6. Assessing several ways of solving the same mathematical problem and choosing the optimal one,
7. Clearly, intelligibly and reasonably presenting subject material, identifying practical problems which require mathematical solutions and suggesting ways of solution for specialists as well as large public, conveying knowledge to other learners.
Activities of teaching and learning:
Lectures, practical training, laboratory works, individual practical tasks, literature analysis, case analysis, etc. The programme aims at active participation of students in the process of studies: during the lectures the environment favourable for discussions is promoted, group work is encouraged as well as a dialogue between lecturer and student. Student-oriented student’s independent work is based on tasks, analysis of scientific literature and team work in which problem and critical thinking is very important. Students prepare independently for laboratory works and their defence as well as exams, write a final thesis and conduct practical training.
Methods of assessment of learning achievements:
The system of ten-grade criteria scale and cumulative assessment are applied to assess knowledge and abilities. Learning achievements of study programme and subject studies during the semester are evaluated through the interim assignments (writing tests, defending laboratory works, delivering presentations on group and individual works completed using applied mathematical software, delivering report on practical training, applying self and peer evaluation). Task of independent work during the semester are evaluation by a mark, during the exam session the final mark is estimated by multiplying separate marks by lever coefficient and summing those products.
Framework:
Study subjects (modules), practical training:
The volume of the subjects of major study field is 165 credits (including practical training). The students study the following subjects of major study field: Algebra, Mathematical Analysis, Geometry, Differential Equations, Theory of Functions of a Complex Variable, Functional Analysis, Probability Theory, Mathematical Statistics, Computer Statistics, Financial Mathematics, Numerical Methods, Mathematical Modelling, Basics of Programming, Mathematics Software, Database Management Systems, Internet Technologies and other subjects.

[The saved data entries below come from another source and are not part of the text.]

PR #13078, opened 2026-08-03
fix(core): add pricing for current Claude models

asjad3:
## Description

`calculateAnthropicCost` matches the model against a prefix table and returns `null` when
nothing matches, so any model missing from the table shows no cost at all in the Console's
usage panel and in the CLI's per-request summary.

The table stops at Opus 4.6 / Sonnet 4.6, so most of the Claude models people are actually
running today fall through it:

| Model | Before | After |
|---|---|---|
| `claude-opus-5` | no cost shown | $5 / $25 |
| `claude-opus-4-8` | no cost shown | $5 / $25 |
| `claude-opus-4-7` | no cost shown | $5 / $25 |
| `claude-sonnet-5` | no cost shown | $3 / $15 |
| `claude-sonnet-4-5` | no cost shown | $3 / $15 |
| `claude-haiku-4-5` | no cost shown | $1 / $5 |
| `claude-fable-5` | no cost shown | $10 / $50 |

Sonnet 4.5 and Haiku 4.5 are the ones I'd expect to bite people most — Opus 4.5 is in the
table but the two Claude 4.5 models next to it never were.

Cache-write and cache-read rates follow the same 1.25x / 0.1x relationship to input price
that every existing row uses.

Also relabelled three comments that named the wrong model (`claude-3-opus` was commented
"Claude Opus 4 (legacy)", `claude-3-5-sonnet` was "Claude Sonnet 4"). Comments only, no
behaviour change.

Prices are Anthropic's list prices. Sonnet 5 currently has promotional input/output pricing
running to 2026-08-31; I used the list price rather than the promo, since the table has no
way to express a time-boxed rate and the promo expires shortly.

## Checklist

Not applicable — no UI change. The affected surfaces (`TotalUsage.tsx`, `useLLMSummary`,
`useTotalUsage`, and the CLI's `streamChatResponse.helpers`) all just consume the return
value of `calculateRequestCost`, which was previously `null` for these models.

## Tests

Added 8 cases to `calculateRequestCost.vitest.ts` covering each newly-priced model, plus a
combined cache-read + cache-write case for Opus 5.

```
core/llm/utils/calculateRequestCost.vitest.ts   30 passed
```

With the test file kept and the change to `calculateRequestCost.ts` stashed, exactly the 8
new cases fail (`8 failed | 22 passed`), so they're pinning the fix rather than passing
either way.

The existing `claude-unknown-model` -> `null` case still passes; none of the added prefixes
match it.

---

Written with AI assistance (Claude Code); I reviewed the change and ran the tests above.

### DIFF
--- a/core/llm/utils/calculateRequestCost.ts
+++ b/core/llm/utils/calculateRequestCost.ts
@@ -17,12 +17,68 @@ function calculateAnthropicCost(
     string,
     { input: number; output: number; cacheWrite: number; cacheRead: number }
   > = {
+    // Claude Fable 5
+    "claude-fable-5": {
+      input: 10,
+      output: 50,
+      cacheWrite: 12.5,
+      cacheRead: 1,
+    },
+
+    // Claude Opus 5
+    "claude-opus-5": {
+      input: 5,
+      output: 25,
+      cacheWrite: 6.25,
+      cacheRead: 0.5,
+    },
+
+    // Claude Opus 4.8
+    "claude-opus-4-8": {
+      input: 5,
+      output: 25,
+      cacheWrite: 6.25,
+      cacheRead: 0.5,
+    },
+
+    // Claude Opus 4.7
+    "claude-opus-4-7": {
+      input: 5,
+      output: 25,
+      cacheWrite: 6.25,
+      cacheRead: 0.5,
+    },
+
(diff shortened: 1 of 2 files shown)


asjad3:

The programme includes practical training duration of which is 3 months (18 credits).
Specialisations:
None
Optional courses:
The elective subjects are allowed 60 credits. The students can deepen their knowledge in the study field, by choosing the specialized subjects of study field; they can choose minor studies of informatics or economics field; they can choose the subjects of general university studies of broader volume which are determined by the University, electives or subjects of pedagogical studies to acquire teacher’s qualification.
Distinctive features of a study programme:
There is a possibility to acquire double degree: Bachelor of mathematics and informatics or Bachelor of mathematics and economics.